SVM proposed by Vapnik in 1995 is a statistical-based machine learning, which was first used to identify postal code handwriting [34,35,36]. SVM can be applied to perform nonlinear classification on a large number of high-dimensional data with good generalization performance. These are the main features that the SVM method is superior to other linear chemometrics analysis methods, such as PLS.

In the establishment of the SVM model, the radial basis function (RBF) was selected as the kernel function in the study. Its basic expression is shown in Equation (1). The performance of the RBF kernel is determined by the penalty factor (C) and the parameters gamma [37]. C represents the tolerance of the model to the error. The model’s tolerance to error is too small, and the model is easy to overfit when C is too large. Conversely, the model is prone to underfitting when C is too small. Improper C will lead to poor generalization ability of the model.
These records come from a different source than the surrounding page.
PR #2155, opened 2017-05-03
DCOS-15287: Improve app tests

juliangieseke:
Improve the app system tests by adjusting and improving the test cases.

* Add additional checks to verify that the Marathon response is as expected. To do so the test will open the service detail, hit edit and check the form content.
* Introduce new test to check that Marathon throws an error in case an app with an existig ID already exists.
* Adjust create simple app test to bail early in case of an error.

### DIFF
--- a/system-tests/services/test-apps.js
+++ b/system-tests/services/test-apps.js
@@ -8,7 +8,12 @@ describe("Services", function() {
   describe("Applications", function() {
     beforeEach(function() {
       cy.visitUrl(`services/overview/%2F${Cypress.env("TEST_UUID")}/create`);
+      cy.server().route("POST", /\/service\/marathon\/v2\/apps/).as("appsReq");
     });
+
+    function clickElementByText(text) {
+      cy.contains(text).click();
+    }
 
     afterEach(() => {
       cy.window().then(win => {
@@ -17,11 +22,11 @@ describe("Services", function() {
     });
 
     function selectMesosRuntime() {
-      cy.contains("More Settings").click();
-      cy.contains("Mesos Runtime").click();
+      clickElementByText("More Settings");
+      clickElementByText("Mesos Runtime");
     }
 
-    it("Create a simple app", function() {
+    it("should create a simple app", function() {
       const serviceName = "app-with-inline-shell-script";
       const cmdline = "while true; do echo 'test' ; sleep 100 ; done";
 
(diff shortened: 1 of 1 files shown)


system-tests/services/test-apps.js
```diff
@@ -638,9 +888,52 @@ describe("Services", function() {
...
+      cy
+        .root()
+        .getFormGroupInputFor("Service ID *")
+        .should("have.value", `/${Cypress.env("TEST_UUID")}/${serviceName}`);
+
+      cy
+        .root()
+        .getFormGroupInputFor("Memory (MiB) *")
+        .should("have.value", "10");
+      cy.root().getFormGroupInputFor("Command").should("have.value", cmdline);
```
weblancaster: Let's try keep consistent throughout files and break a line in every chaining, it makes a easier to read and catch any human error.

```
cy.get('blabla')
    .foo()
    .bar()
```

system-tests/services/test-apps.js
```diff
@@ -938,9 +1269,79 @@ describe("Services", function() {
         .getTableRowThatContains(serviceName)
         .get(".bar.healthy", { timeout: Timeouts.SERVICE_DEPLOYMENT_TIMEOUT })
         .should("exist");
+
+      // Now click on the name
+      cy
+        .get(".page-body-content table")
+        .getTableRowThatContains(serviceName)
+        .get("a.table-cell-link-primary")
+        .contains(`${serviceName}`)
```
weblancaster: you can always use the reference `serviceName ` instead template strings. Not a big deal though.

system-tests/services/test-apps.js
```diff
@@ -92,6 +110,13 @@ describe("Services", function() {
       // Run service
       cy.get("button.button-primary").contains("Run Service").click();
 
+      // Also no Error should exist
+      cy
+        .wait("@appsReq")
+        .wait(1000)
```
juliangieseke: without that second wait() cypress tries to get `.alert-danger` before the page is loaded/rendered and then assumes everything is fine. 
But TBH I'm not sure anymore if this check is needed at all. if there is an error, the next check will fail anyway.

system-tests/services/test-apps.js
juliangieseke: I agree. Please have a look at DCOS-15564 regarding this.

system-tests/services/test-apps.js
```diff
@@ -100,14 +125,81 @@ describe("Services", function() {
...
+      // Click Review and Run
+      cy.contains("button", "Review & Run").click();
+
+      // Run service
+      cy.contains("button", "Run Service").click();
+
+      // Also no Error should exist
+      cy
+        .wait("@appsReq")
+        .wait(2000)
```
juliangieseke: ok, lets try without it, if tests are passings thats okay for me. but we have to keep that in mind when cypres starts to fail randomly again

system-tests/services/test-apps.js
juliangieseke: actually prettier thinks one line is better:

/.../dcos-ui/system-tests/services/test-apps.js
  899:9  error  Follow `prettier` formatting (expected '.' but found '\n')  prettier/prettier

weblancaster: must the the formatting on the tabs/spaces because if we look the other files we are breaking the line and `prettier` isn't complaining.

juliangieseke: I have asked @nLight about it, he also says prettier doesnt allow short lines to be broken up.

I'm totally with you that especially the test-apps.js file is too big and hard to read - I'm already working on refactoring the tests and split up these big files. (Again, see DSCO-15564)

nLight: One the whole chain fits in one line prettier runs it in one line.

nLight:
I tried 

```
  -e CLUSTER_URL=$OPEN_CLUSTER_URL  \
  -v `pwd`:/dcos-ui \
  -v ./system-tests/driver-config/dev.sh
```

and it doesn't work, I'm still behind how the whole system-test thingie should be working

nLight:
Jobs tests are failing, unrelated to the changes though

system-tests/services/test-apps.js
nLight: Hey @weblancaster would you please approve the PR, or is there anything left?

juliangieseke:
Hm, which one exactly?

nLight:
Like all of them

nLight:
Though I might have tested it wrong. It is not always clear which magic shell command I need to run 😩

system-tests/services/test-apps.js
weblancaster: yep I noticed that when writing tests again after `prettier` was merged.

Thanks @juliangieseke @nLight

weblancaster:
retest this please

weblancaster:
Can be merged once the tests are all ✅

PR #2156, opened 2017-05-03
DCOS-15287: Add checks to verify marathon response (jobs)

juliangieseke:
Add additional checks to verify that the Marathon response is as expected. To do so the test will open the service detail, hit edit and check the form content.

### DIFF
--- a/system-tests/jobs/test-jobs.js
+++ b/system-tests/jobs/test-jobs.js
@@ -7,7 +7,7 @@ describe("Jobs", function() {
     });
   });
 
-  it("Create a simple job", function() {
+  it("should create a simple job", function() {
     const jobName = "job-with-inline-shell-script";
     const fullJobName = `${Cypress.env("TEST_UUID")}.${jobName}`;
     const cmdline = "while true; do echo 'test' ; sleep 100 ; done";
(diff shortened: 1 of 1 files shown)


system-tests/jobs/test-jobs.js
```diff
@@ -7,7 +7,7 @@ describe("Jobs", function() {
     });
   });
 
-  it("Create a simple job", function() {
+  it("should create a simple job", function() {
```
weblancaster: is it really necessary? I believe the wording `should` is not a worth "pattern". Not a big deal though.

weblancaster:
is this a duplicated of #2155?

juliangieseke:
We've split them up into three PRs, one per file.

system-tests/jobs/test-jobs.js
juliangieseke: @orlandohohmeier

orlandohohmeier: @weblancaster using `should` here makes perfect sense as it aligns the system tests with our unit and integration tests. If you feel we should abandon the pattern, please add an item to our team sync agenda to discuss the topic.

orlandohohmeier:
@juliangieseke looks like you lost parts of the changes during the rebase as there aren't any additional checks to verify the marathon response.

juliangieseke:
here they are. sorry.

system-tests/jobs/test-jobs.js
```diff
@@ -1,13 +1,7 @@
 const { Timeouts } = require("../_support/constants");
 
 describe("Jobs", function() {
-  afterEach(() => {
-    cy.window().then(win => {
-      win.location.href = "about:blank";
-    });
-  });
```
juliangieseke: dang it! i'll add it again.

system-tests/jobs/test-jobs.js
weblancaster: ok cool.

nLight: I'm with @weblancaster 

I think we could learn from ruby http://www.betterspecs.org/ I also tend to write what a system _does_ instead of what it _should_ do. So I'd write `it("creates a simple job")` let's team sync on this one.

PR #2157, opened 2017-05-03
[marathon 1.5] Make docker network transactions JSON paths agnostic

nLight:
**TL;DR** Batch transaction paths `container.docker.network` -> `networks.0.mode`

This PR prepares the base for the new Network API.

Currently Batch transactions paths reflect JSON structure and with this PR we are switching them to be more generic.

As a start of the migration, we switch from a single network to an array of networks hardcoded to handle the first element only.

## Background

Currently the UI supports only one network for a single container app, defined in `container.docker.network` there's a migration coming with marathon 1.5, networking API will be unified with Pods allowing a user to have more than one network per app. To achieve this, Marathon team reorganized the app definition moving networking information from `container.docker.network` on the top level and making it to be an array.

Ioannis created a [doc](https://docs.google.com/document/d/1CpUq51q5_AsZubmcWVXu5pAGaS2D7NXXhrwmWtPAyXU) to describe all the differences.

> While transactions still look to be bound to the JSON structure the JSON structure itself will become more generic, therefore transactions are not about _where_ the data resides but about _what_ it describes.

### DIFF
--- a/plugins/services/src/js/components/forms/NetworkingFormSection.js
+++ b/plugins/services/src/js/components/forms/NetworkingFormSection.js
@@ -473,7 +473,7 @@ class NetworkingFormSection extends mixin(StoreMixin) {
       .join(", ");
 
     const selections = (
-      <FieldSelect name="container.docker.network" value={network}>
+      <FieldSelect name="networks.0.mode" value={network}>
         <option disabled={Boolean(disabledMap[HOST])} value={HOST}>
           Host
         </option>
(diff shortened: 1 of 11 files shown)


MatApple:
From my limited understanding of the problem, this looks reasonable to me. @nLight - are we able to create a cluster to test this? If so, perhaps we could create a long running cluster or post the details here so others can test PRs. Thoughts?

nLight:
Actually you've got me thinking @MatApple. So this PR doesn't change anything and still works with Marathon 1.4 shall we merge it to master maybe as a general improvement and rebase `integrate/marathon-1.5`? I also wrote a bit more background in the description.

@orlandohohmeier

Poltergeist:
LGTM! 💯  🎆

The expression of gamma is shown in Equation (2).

$$k({\mathrm{x}}_{\mathrm{i}},{\mathrm{y}}_{\mathrm{i}})=exp(-\frac{\Vert {\mathrm{x}}_1-{\mathrm{x}}_2{\Vert }^2}{2{\sigma }^2})$$

(1)

$$gamma=\frac{1}{2{\sigma }^2}$$

(2)

The particle swarm optimization (PSO) was used to obtain the optimal solutions for C and gamma, which was proposed by Kennedy and Eberhart in 1995. The basic principle can be expressed as follows: in a D-dimensional search space, a group of random particles is first generated by particle swarm initialization, and the characteristics of the particle are represented by position, velocity, and fitness values. Then, the best solution is found by updating the iteration. In the optimization process, the speed and position of particles are updated by tracking the individual extreme value p_best and the group extreme value g_best [38,39]. The formulas are shown below:

$$V_{id}^{k+1}=\omega V_{id}^k+c_1{r}_1(P_{id}^k-X_{id}^k)+c_2{r}_2(P_{gd}^k-X_{gd}^k)$$

(3)

$$X_{id}^{k+1}=X_{id}^k+V_{id}^{k+1}$$

(4)

where $\omega$ is the inertia weight; d = 1, 2, ..., D; i = 1, 2, ..., n. k is the number of current iterations, V_id and X_id are the velocity and position of particles, c₁ and c₂ are nonnegative constants, called acceleration factors. r₁ and r₂ are random numbers distributed between [0, 1].

4.5. Model Evaluation

The correct recognition rate (accuracy) of the calibration set and test set for PLS-DA and SVM models was used to evaluate the recognition effect. The higher the value of accuracy, the better the recognition of the model. The formula of accuracy is shown as follows:

$$\mathrm{Accuracy}=\frac{N_C}{N_M}$$

(5)

where N_C represents the number of correctly identified samples, and N_M represents the total number of samples.

5. Conclusions

In the study, NIRDRS combined with PLS-DA and SVM methods was adopted to distinguish different types of rice and transgenic/non-transgenic rice. The SG 1st-Der, combined with the SVM, provided the optimal model to distinguish different types of rice. The accuracy of the validation test was 98.33%. For the discrimination of transgenic/non-transgenic rice, the SNV-SVM model was optimal with the accuracy of 100%. Portable NIR spectroscopy, along with chemometrics techniques, could provide another fast and accurate method for identifying rice types and transgenic characteristics (Bt63).